No Tribunal de Justiça de São Paulo: desembargadores questionam decisões do CNJ
O ano de 2019 tem sido marcado no Tribunal de Justiça de São Paulo por uma série de questões envolvendo o Conselho Nacional de Justiça (CNJ). Isso levou a direção paulista a questionar o compromisso do CNJ com o preceito da autonomia administrativa dos tribunais, garantida pela Constituição Federal. No lançamento do Anuário da Justiça São Paulo 2019, no dia 11 de setembro, muitos desembargadores reproduziram esse questionamento e demonstraram preocupação com posições recentes do conselho em relação ao TJ-SP.

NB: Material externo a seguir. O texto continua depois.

PR #809, opened 2022-05-04
Make legacy scopmath solvers header only, drop kinderiv.py and dimplic.cpp

olupton:
**Description**
Move scopmath solvers into header files, drop kinderiv.py/dimplic.cpp workarounds.

TODO:
- [x] Update submodule once https://github.com/BlueBrain/mod2c/pull/81 is merged.
- [x] Update submodule once https://github.com/BlueBrain/nmodl/pull/859 is merged.


pramodk:
It seems like the simulation stack is failing with unrelated errors and could be ignored.

image

coreneuron/CMakeLists.txt
```diff
@@ -146,17 +126,6 @@ set_property(
...
-# run KINDERIV_PYTHON_SCRIPT to generate _kinderiv.h
-# =============================================================================
-add_custom_command(
-  OUTPUT "${KINDERIV_HEADER_FILE}"
-  DEPENDS ${NMODL_INBUILT_MOD_OUTPUTS} "${KINDERIV_PYTHON_SCRIPT}"
-  COMMAND ${PYTHON_EXECUTABLE} ${KINDERIV_PYTHON_SCRIPT} ${CMAKE_CURRENT_BINARY_DIR}
-  WORKING_DIRECTORY ${CMAKE_CURRENT_BINARY_DIR}
-  COMMENT "Generating kinderiv.h by inspecting MOD files")
-add_custom_target(kin_deriv_header DEPENDS "${KINDERIV_HEADER_FILE}")
-
```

Recentemente, em agosto, o presidente da corte, desembargador Manoel Pereira Calças, retirou da pauta administrativa do Órgão Especial um processo sobre um novo programa de armazenamento de processos, aguardando uma anunciada resolução do CNJ sobre o caso. Enquanto não há posicionamento, o tribunal segue gastando parte do seu orçamento.
O desembargador Artur Marques, vice-presidente do TJ-SP e idealizador do novo processo de armazenamento, apontou para o apoio da Justiça paulista ao CNJ, mas lembrou que existem limites à interferência do órgão, apontando que “o STF, em precedentes em que se questionou a competência do CNJ, já definiu parâmetros que dizem respeito à não intervenção em matéria administrativa do ponto de vista da autonomia do tribunal”. “O CNJ tem ampla competência, muito respeitada em São Paulo, sobretudo porque São Paulo cumpre todas as resoluções e, quando tem divergência, sempre se predispôs a analisar a questão.”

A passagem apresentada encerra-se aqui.